This a standard feature on my car (2018 model). No need for any coding.


----------



## Daz1968 (Jan 6, 2018)

My 2017 tts also connects to my phone hotspot, but I chose to use a 3 data sim instead because it was only £26 for 12gb lasting 12 months, they also do a 24gb for 24 months about £45,


----------



## moro anis (May 27, 2010)

Yes, standard on my 2018 too.


----------



## ZephyR2 (Feb 20, 2013)

Standard on my 2016 model. Just pull out the data SIM activate hotspot on your phone and connect the MMI to your phone. Mind you you'll have to have the hotspot screen active on your phone each time you need to make the connection. That's why I switched to a data SIM.


----------



## kevin#34 (Jan 8, 2019)

very interesting, mine is 2018 too :? 
I obviously already tried to connect to my mobile hotspot by removing the SIM, but no success, I will try again


----------



## kevin#34 (Jan 8, 2019)

problem solved  
my fault :roll: 
I was trying just by activating the hotspot on my phone, but (I don't know why) it needs Bluetooth activation too


----------



## ZephyR2 (Feb 20, 2013)

kevin#34 said:


> problem solved
> my fault :roll:
> I was trying just by activating the hotspot on my phone, but (I don't know why) it needs Bluetooth activation too


Might be like my dashcam.
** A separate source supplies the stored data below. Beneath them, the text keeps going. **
PR #548, opened 2020-10-27
Update feature_request.md

nicolasmondada:


NSeydoux (approved):

.github/ISSUE_TEMPLATE/feature_request.md
```diff
@@ -1,27 +1,38 @@
 ---
 name: Feature request
-about: Suggest an idea for this project
+about: Suggest an idea for a new feature
 title: ""
-labels: "enhancement"
```
Vinnl, line 5: `enhancement` was a default GitHub label (that we've already used in the past as well), so I think it might be best to leave it as-is, in case GitHub does clever things with it. (For example, it also has a `good first issue` label, and it has pages where it directs people who want to contribute to open source to projects that use that label.)

Vinnl (changes requested):

.github/ISSUE_TEMPLATE/feature_request.md
```diff
@@ -1,27 +1,38 @@
...
+labels: "new feature"
 assignees: ""
 ---
 
-**Search terms you've used**
+<!-- 
+Thank you for reporting an issue.
 
+Please fill in as much of the template below as you're able. Feel free to delete any section you want to skip.
```
Vinnl, line 12: This is good, but I'd still encourage people to fill in as much as they can.

```suggestion
Please fill in as much of the template below as you're able. Feel free to delete any section you don't think applies, but be aware that the more comprehensive your description, the easier it is to take it into account. 
```

.github/ISSUE_TEMPLATE/feature_request.md
```diff
@@ -1,27 +1,38 @@
...
-**Is your feature request related to a problem? Please describe.**
+## Suggestion
+
+<!-- A summary of what you'd like to see added or changed -->
 
-<!-- A clear and concise description of what the problem is. Ex. I'm always frustrated when [...] -->
+## Expected functionality/enhancement
 
-**Describe the solution you'd like**
+<!-- How should the new feature work -->
```
Vinnl, line 24: To give us some leeway in the implementation, i.e. if there are issues with the proposed solution in the context of the larger codebase, but an alternative solution would still satisfy their use case.

```suggestion
<!-- How would you like the new feature work -->
```

Vinnl (changes requested):

Vinnl (approved):

PR #2029, opened 2024-10-07
Add Load Balancer custom hostname support

furkansahin:
## Add Load Balancer custom hostname support
Before this commit, we would use the name of the lb, the first 5 chars
of the subnet ubid and .lb.ubicloud.com as the hostname of the
load balancer. With this commit, we start allowing first level
integrating customers (such as AI service) to specify their own dns zone
and the hostname. This way, our load balancers can have nicer names for
internal services.


prog/vnet/load_balancer_nexus.rb
```diff
@@ -9,7 +9,7 @@ class Prog::Vnet::LoadBalancerNexus < Prog::Base
 
   def self.assemble(private_subnet_id, name: nil, algorithm: "round_robin", src_port: nil, dst_port: nil,
     health_check_endpoint: "/up", health_check_interval: 30, health_check_timeout: 15,
-    health_check_up_threshold: 3, health_check_down_threshold: 2, health_check_protocol: "http")
+    health_check_up_threshold: 3, health_check_down_threshold: 2, health_check_protocol: "http", custom_hostname: nil, custom_hostname_dns_zone_id: nil)
```
bsatzger, line 12: should we add a check that the `custom_hostname` and the provided dns zone match? I assume if the dns zone name was `ai.ubicloud.com` and the hostname was `host1.ai.ubicloud.com` all is good but if dns zone was `lb.ubicloud.com` and hostname  `host1.ai.ubicloud.com` it would be an issue. Or should we only provide the prefix here `host1` together with the dns zone and the full hostname would then be created as  `"#{custom_hostname_prefix}.#{dns_zone.name}"`?

furkansahin: That makes sense, I have updated as requested, please check it again.

bsatzger (approved):

fdr (approved):
today, for internal services on the ubicloud zone, tomorrow, the world (okay, not *actually* tomorrow)

PR #2034, opened 2024-10-08
Disable 4x storage for PG instances in the US region

furkansahin:


enescakir:
Should we write a few sentences explaining our reasoning for future reference?

byucesoy:
We also need to update UI accordingly and hide the 4TB options, however it requires digging into javascript to add/remove options dynamically. @furkansahin do you plan to do that as well? I initially put disabling 4TB options to my plate but then stopped working on them after seeing this PR. I can take it over if you want.

PR #2036, opened 2024-10-08
Apply firewall rules to private subnet addresses as well

furkansahin:
## Limit private_ipX_cidrs to the specific private ips of the resource
We were previously generating the private ip ranges of the whole subnet
for both ipv4 and ipv6. Using these sets later in the rules, we were hot
wiring all of the private subnet and avoiding them to get filtered by
firewall rules.

## Apply firewall rules to the private subnet as well
This commit makes 2 main modifications to apply firewall rules to the
private subnet ranges as well. Together with the previous commit, we are
reorganizing firewall rules to support that.
1. We add new set of rules that would allow connections for the same
lists in the previous commit but this time, when they are used in daddr.
2. Lastly, we get the clover_ephemeral address and apply new rules to
allow everything for them as very first rules.

## Additional reorganization and testing changes for FirewallRules
Here, we make further modifications to reorganize and clean-up the
firewall rules generation file.
1. We remove the sets allowed_ipv4_cidrs/allowed_ipv6_cidrs. These are
not used anymore. Those sets were added with the initial implementation
when our firewall rules did not have ports. However, now, even if we add
a rule without specifying a port, the default behavior is to set all the
ports. Therefore, these sets are not used, the rules that use them are
also removed in the previous commit.
2. We add comments to the necessary places.
3. We further increase the rules to allow pings for all addresses.
4. Modify tests to use the new firewall rules nftables definition.

## Firewalls E2E Tests
Here are the covered scenarios;
- When no firewall rules are set, ipv4 connectivity should fail
- When only public ipv4 of vm2 is allowed:
  - VM2 can connect to VM1
  - VM3 cannot connect to VM1
- When only public ipv6 of vm2 is allowed;
  - VM2 can connect to VM1 using IPv6
  - VM3 cannot connect to VM1 using IPv6
- When only private ipv4 is allowed:
  - VM2 can connect to VM1 using private IPv4
  - VM2 cannot connect to VM1 using public IPv4
- When only private ipv6 of VM2 is allowed:
  - VM2 can connect to VM1 using private IPv6
  - VM2 cannot connect to VM1 using public IPv6

This also includes the unit tests of the E2E tests.

### DIFF
--- a/prog/vnet/update_firewall_rules.rb
+++ b/prog/vnet/update_firewall_rules.rb
@@ -210,11 +210,11 @@ TEMPLATE
   end
 
   def generate_private_ip4_list
-    vm.nics.map { NetAddr::IPv4Net.parse(_1.private_ipv4.network.to_s + "/26").to_s }.join(",")
+    vm.nics.map { _1.private_ipv4.to_s }.join(",")
   end
 
   def generate_private_ip6_list
-    vm.nics.map { NetAddr::IPv6Net.parse(_1.private_ipv6.network.to_s + "/64").to_s }.join(",")
+    vm.nics.map { _1.private_ipv6.to_s }.join(",")
   end
 
   def subdivide_network(net)
--- a/prog/vnet/update_firewall_rules.rb
+++ b/prog/vnet/update_firewall_rules.rb
@@ -7,8 +7,6 @@ class Prog::Vnet::UpdateFirewallRules < Prog::Base
 
   label def update_firewall_rules
     rules = vm.firewalls.map(&:firewall_rules).flatten
-    allowed_ingress_ip4 = NetAddr.summ_IPv4Net(rules.select { !_1.ip6? && !_1.port_range }.map { _1.cidr }).map(&:to_s)
-    allowed_ingress_ip6 = NetAddr.summ_IPv6Net(rules.select { _1.ip6? && !_1.port_range }.map { _1.cidr }).map(&:to_s)
     allowed_ingress_ip4_port_set = consolidate_rules(rules.select { !_1.ip6? && _1.port_range })
     allowed_ingress_ip6_port_set = consolidate_rules(rules.select { _1.ip6? && _1.port_range })
     guest_ephemeral, clover_ephemeral = subdivide_network(vm.ephemeral_net6).map(&:to_s)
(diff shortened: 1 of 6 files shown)


fdr (commented):
feels like.....lot going on in the first commit, did you opportunistically clarify some stuff while also doing the key work for this?

fdr (commented):
pretty neat e2e test there, I have to read it more carefully, but wanted to recognize the good work on going outside the usual boundaries and getting an integration test in

furkansahin:
> feels like.....lot going on in the first commit, did you opportunistically clarify some stuff while also doing the key work for this?

Yeap, because otherwise it was a difficult time to remember all the rules. I did not want to go through the same again, in future.

fdr:
> > feels like.....lot going on in the first commit, did you opportunistically clarify some stuff while also doing the key work for this?
> 
> Yeap, because otherwise it was a difficult time to remember all the rules. I did not want to go through the same again, in future.

could you split the clarifications from the mechanical change? as-is the amount of hunks in the diff leave me wondering what's new and what's clarified.

prog/vnet/update_firewall_rules.rb
```diff
@@ -86,17 +86,26 @@ class Prog::Vnet::UpdateFirewallRules < Prog::Base
...
     ip6 daddr @globally_blocked_ipv6s drop
     ip saddr @private_ipv4_cidrs ct state established,related,new counter accept
-    ip daddr @private_ipv4_cidrs ct state established,related counter accept
+
+    # If we are using clover_ephemeral, that means we are using ipsec. We need
+    # to allow traffic for the private communication and block via firewall
+    # rules through @allowed_ipv4_port_tuple and @allowed_ipv6_port_tuple in the
+    # next section of rules.
+    ip6 daddr #{clover_ephemeral} ct state established,related,new counter accept
+    ip6 saddr #{clover_ephemeral} ct state established,related,new counter accept
```
fdr, line 94: can we simplify? IPsec isn't a connection tracked thing, it's not TCP. I'm actually surprised this does anything?

prog/vnet/update_firewall_rules.rb
```diff
@@ -79,12 +65,25 @@ class Prog::Vnet::UpdateFirewallRules < Prog::Base
 
   chain forward_ingress {
     type filter hook forward priority filter; policy drop;
+
+    # Offload to ubi_flowtable. This is used to offload already filtered
```
fdr, line 69: side note, not for now: I wonder if ipsec can be flow-tabled, to any positive effect.

spec/prog/vnet/update_firewall_rules_spec.rb
```diff
@@ -67,14 +55,14 @@
...
-      10.0.0.0/26
+      10.0.0.0/32
     }
   }
 
   set private_ipv6_cidrs {
     type ipv6_addr
     flags interval
-    elements = { fd00::/64 }
+    elements = { fd00::1/128 }
```
fdr, line 65: Interesting, what's going on here? May benefit from its own commit to explain this tiny change in constants

fdr (commented):
some questions, mostly around how ipsec relates to connection tracking, and some changes to constants.

spec/prog/vnet/update_firewall_rules_spec.rb
furkansahin: I made it the very first commit. Please re-check

fdr (approved):
I found some of the commit messages harder to follow, in the end I found the cumulative diff maybe told me a bit more. But it's a detailed change, watch out for regressions. You will need to check and backport a rule for people to give them the old perimeter model of things, where private traffic had special exception from firewalling.

PR #2045, opened 2024-10-10
Lantern backend

byucesoy:
**Add migration file for adding lantern as new PostgreSQL flavor**

**Add lantern as new PostgreSQL flavor**

**Pick appropriate base image for Lantern PostgreSQL**
For Lantern, we are generating a new base image that comes with pgvector that
is compiled from source along with lantern and lantern_extras extensions.

**Configure Postgres GUCs for Lantern**
Lantern team requested us to set these GUCs for best out of the box Lantern
experience.

**Add billing rates for Lantern PostgreSQL**
These billing rates are placeholder until we decide on the final pricing.

**Send mail to Lantern team upon new Lantern instance creation**
Lantern team is primary contact point for the success of new Lantern users.
They might need to reach out to users to provide support and potentially for
running e-mail campaigns. For these purposes, we share contact information and
basic instange information with Lantern team.

### DIFF
--- a/model/postgres/postgres_server.rb
+++ b/model/postgres/postgres_server.rb
@@ -21,51 +21,51 @@ class PostgresServer < Sequel::Model
 
   def configure_hash
     configs = {
-      listen_addresses: "'*'",
-      max_connections: (vm.mem_gib * 25).to_s,
-      superuser_reserved_connections: "3",
-      shared_buffers: "#{vm.mem_gib * 1024 / 4}MB",
-      work_mem: "#{vm.mem_gib / 8}MB",
-      maintenance_work_mem: "#{vm.mem_gib * 1024 / 16}MB",
-      max_parallel_workers: "4",
-      max_parallel_workers_per_gather: "2",
-      max_parallel_maintenance_workers: "2",
-      min_wal_size: "80MB",
-      max_wal_size: "5GB",
-      random_page_cost: "1.1",
-      effective_cache_size: "#{vm.mem_gib * 1024 * 3 / 4}MB",
-      effective_io_concurrency: "200",
-      tcp_keepalives_count: "4",
-      tcp_keepalives_idle: "2",
-      tcp_keepalives_interval: "2",
-      ssl: "on",
-      ssl_min_protocol_version: "TLSv1.3",
-      ssl_ca_file: "'/etc/ssl/certs/ca.crt'",
-      ssl_cert_file: "'/etc/ssl/certs/server.crt'",
-      ssl_key_file: "'/etc/ssl/certs/server.key'",
-      log_timezone: "'UTC'",
-      log_directory: "'pg_log'",
-      log_filename: "'postgresql.log'",
-      log_truncate_on_rotation: "true",
-      logging_collector: "on",
-      timezone: "'UTC'",
-      lc_messages: "'C.UTF-8'",
-      lc_monetary: "'C.UTF-8'",
-      lc_numeric: "'C.UTF-8'",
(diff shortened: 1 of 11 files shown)


model/postgres/postgres_server.rb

It needs a Bluetooth connection first to establish a wi-fi connection.


----------



## cliveju (Jun 27, 2018)

I use the Android Hotspot app. It automatically turns on the wifi hotspot when the phone connects to the car via Bluetooth. Once setup it just works without fuss.


----------



## mmmalmi (Jul 26, 2019)

cliveju said:


> I use the Android Hotspot app. It automatically turns on the wifi hotspot when the phone connects to the car via Bluetooth. Once setup it just works without fuss.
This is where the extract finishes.